● **Your assignment**
Filter this data down to the lines that hold "default", and copy them.

(Material for this exercise Opens)

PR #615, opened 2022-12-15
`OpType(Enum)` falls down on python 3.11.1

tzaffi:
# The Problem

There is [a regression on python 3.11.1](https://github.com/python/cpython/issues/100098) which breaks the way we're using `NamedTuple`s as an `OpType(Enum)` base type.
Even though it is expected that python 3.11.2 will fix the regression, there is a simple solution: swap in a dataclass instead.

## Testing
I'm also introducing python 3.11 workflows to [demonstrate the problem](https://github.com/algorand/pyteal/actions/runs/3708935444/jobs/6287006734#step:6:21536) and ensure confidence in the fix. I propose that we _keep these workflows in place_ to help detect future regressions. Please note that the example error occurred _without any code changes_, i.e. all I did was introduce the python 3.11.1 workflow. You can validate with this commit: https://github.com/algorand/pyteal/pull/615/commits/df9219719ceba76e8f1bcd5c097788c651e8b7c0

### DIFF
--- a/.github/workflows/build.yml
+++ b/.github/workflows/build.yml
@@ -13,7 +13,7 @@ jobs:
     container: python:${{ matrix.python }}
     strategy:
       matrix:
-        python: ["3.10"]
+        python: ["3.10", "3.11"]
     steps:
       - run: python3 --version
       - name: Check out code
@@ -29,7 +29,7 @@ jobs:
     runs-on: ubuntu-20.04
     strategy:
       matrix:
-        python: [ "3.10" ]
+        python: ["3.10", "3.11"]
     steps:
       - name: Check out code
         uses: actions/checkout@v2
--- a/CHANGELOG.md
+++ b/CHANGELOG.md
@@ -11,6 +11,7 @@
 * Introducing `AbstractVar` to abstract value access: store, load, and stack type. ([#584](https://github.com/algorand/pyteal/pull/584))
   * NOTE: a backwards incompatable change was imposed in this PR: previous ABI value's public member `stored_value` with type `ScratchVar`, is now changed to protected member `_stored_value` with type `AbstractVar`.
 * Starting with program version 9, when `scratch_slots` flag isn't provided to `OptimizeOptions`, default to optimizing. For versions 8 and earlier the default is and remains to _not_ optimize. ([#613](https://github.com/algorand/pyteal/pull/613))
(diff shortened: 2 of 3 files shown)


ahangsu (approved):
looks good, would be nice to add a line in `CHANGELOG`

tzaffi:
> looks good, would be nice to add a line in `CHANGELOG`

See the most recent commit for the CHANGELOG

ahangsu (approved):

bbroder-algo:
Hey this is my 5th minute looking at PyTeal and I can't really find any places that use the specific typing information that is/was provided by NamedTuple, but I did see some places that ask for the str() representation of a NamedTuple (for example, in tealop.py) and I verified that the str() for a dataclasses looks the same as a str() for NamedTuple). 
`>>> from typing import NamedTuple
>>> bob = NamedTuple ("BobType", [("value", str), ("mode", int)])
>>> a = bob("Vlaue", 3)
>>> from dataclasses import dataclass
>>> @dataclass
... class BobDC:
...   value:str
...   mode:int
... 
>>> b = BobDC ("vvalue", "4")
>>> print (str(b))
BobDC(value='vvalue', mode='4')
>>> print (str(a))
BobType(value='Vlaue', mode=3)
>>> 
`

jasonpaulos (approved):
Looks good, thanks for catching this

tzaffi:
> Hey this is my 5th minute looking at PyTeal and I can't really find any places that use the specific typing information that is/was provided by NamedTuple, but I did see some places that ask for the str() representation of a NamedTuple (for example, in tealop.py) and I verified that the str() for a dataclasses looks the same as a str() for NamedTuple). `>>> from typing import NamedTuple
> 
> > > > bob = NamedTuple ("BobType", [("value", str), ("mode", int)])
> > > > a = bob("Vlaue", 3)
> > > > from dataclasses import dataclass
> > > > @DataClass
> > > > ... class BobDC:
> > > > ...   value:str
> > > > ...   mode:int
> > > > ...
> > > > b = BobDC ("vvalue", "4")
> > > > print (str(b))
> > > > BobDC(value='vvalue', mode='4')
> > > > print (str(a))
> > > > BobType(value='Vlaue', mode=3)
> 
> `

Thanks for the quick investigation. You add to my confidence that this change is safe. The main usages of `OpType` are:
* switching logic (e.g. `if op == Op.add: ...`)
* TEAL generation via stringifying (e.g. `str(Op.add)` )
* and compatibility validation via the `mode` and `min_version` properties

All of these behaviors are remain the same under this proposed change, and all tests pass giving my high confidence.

(Material for this exercise Closes)
(Material for this exercise Opens)

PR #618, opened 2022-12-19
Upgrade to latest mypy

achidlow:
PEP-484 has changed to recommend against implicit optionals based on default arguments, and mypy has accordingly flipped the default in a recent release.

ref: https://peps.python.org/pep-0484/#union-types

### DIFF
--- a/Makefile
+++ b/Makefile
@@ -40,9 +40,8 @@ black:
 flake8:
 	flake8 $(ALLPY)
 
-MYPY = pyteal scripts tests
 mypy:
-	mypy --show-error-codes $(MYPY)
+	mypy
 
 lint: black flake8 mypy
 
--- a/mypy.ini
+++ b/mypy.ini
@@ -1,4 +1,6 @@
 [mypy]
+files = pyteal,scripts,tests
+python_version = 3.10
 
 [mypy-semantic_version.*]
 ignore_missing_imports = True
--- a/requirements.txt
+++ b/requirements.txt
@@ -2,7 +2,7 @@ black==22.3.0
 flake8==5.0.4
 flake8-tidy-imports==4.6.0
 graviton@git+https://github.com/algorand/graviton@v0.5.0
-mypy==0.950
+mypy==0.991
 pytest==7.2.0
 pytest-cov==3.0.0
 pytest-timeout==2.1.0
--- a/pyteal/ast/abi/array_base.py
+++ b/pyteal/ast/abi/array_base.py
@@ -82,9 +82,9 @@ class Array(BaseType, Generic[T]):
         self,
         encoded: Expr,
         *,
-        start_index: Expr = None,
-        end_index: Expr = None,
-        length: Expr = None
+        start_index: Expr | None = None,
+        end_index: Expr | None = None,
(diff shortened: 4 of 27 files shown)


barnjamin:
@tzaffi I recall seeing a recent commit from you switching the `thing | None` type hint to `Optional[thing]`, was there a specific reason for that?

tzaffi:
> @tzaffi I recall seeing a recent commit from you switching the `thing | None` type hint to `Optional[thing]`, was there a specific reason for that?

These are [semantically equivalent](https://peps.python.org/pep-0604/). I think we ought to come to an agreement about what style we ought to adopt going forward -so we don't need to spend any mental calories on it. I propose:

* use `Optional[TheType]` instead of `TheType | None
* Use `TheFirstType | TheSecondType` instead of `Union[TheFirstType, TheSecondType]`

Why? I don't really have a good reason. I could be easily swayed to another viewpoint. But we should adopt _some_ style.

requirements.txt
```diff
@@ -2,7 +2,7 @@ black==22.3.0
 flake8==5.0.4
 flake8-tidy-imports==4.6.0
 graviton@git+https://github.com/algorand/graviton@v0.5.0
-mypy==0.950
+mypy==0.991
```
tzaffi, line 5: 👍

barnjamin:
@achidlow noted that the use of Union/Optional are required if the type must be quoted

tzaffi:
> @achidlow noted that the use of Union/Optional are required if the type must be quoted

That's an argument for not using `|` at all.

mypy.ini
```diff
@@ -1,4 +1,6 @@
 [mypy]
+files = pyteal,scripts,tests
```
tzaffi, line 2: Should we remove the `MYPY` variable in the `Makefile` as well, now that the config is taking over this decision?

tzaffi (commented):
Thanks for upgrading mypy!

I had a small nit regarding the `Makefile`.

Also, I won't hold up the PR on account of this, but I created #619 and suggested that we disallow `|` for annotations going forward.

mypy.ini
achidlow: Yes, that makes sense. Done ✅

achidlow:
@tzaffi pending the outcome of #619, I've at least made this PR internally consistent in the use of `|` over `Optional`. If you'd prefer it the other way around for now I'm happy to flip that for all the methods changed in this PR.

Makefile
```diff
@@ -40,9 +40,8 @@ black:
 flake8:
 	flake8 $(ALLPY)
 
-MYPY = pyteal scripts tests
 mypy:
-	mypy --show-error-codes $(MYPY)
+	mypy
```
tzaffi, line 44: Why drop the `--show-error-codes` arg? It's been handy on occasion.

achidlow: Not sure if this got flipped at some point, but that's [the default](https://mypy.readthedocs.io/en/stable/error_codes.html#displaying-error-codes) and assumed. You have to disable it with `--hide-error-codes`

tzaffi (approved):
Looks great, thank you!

(Material for this exercise Closes)

● **Solved exercise**
 * Starting with program version 9, when `scratch_slots` flag isn't provided to `OptimizeOptions`, default to optimizing. For versions 8 and earlier the default is and remains to _not_ optimize. ([#613](https://github.com/algorand/pyteal/pull/613))
PEP-484 has changed to recommend against implicit optionals based on default arguments, and mypy has accordingly flipped the default in a recent release.
achidlow: Not sure if this got flipped at some point, but that's [the default](https://mypy.readthedocs.io/en/stable/error_codes.html#displaying-error-codes) and assumed. You have to disable it with `--hide-error-codes`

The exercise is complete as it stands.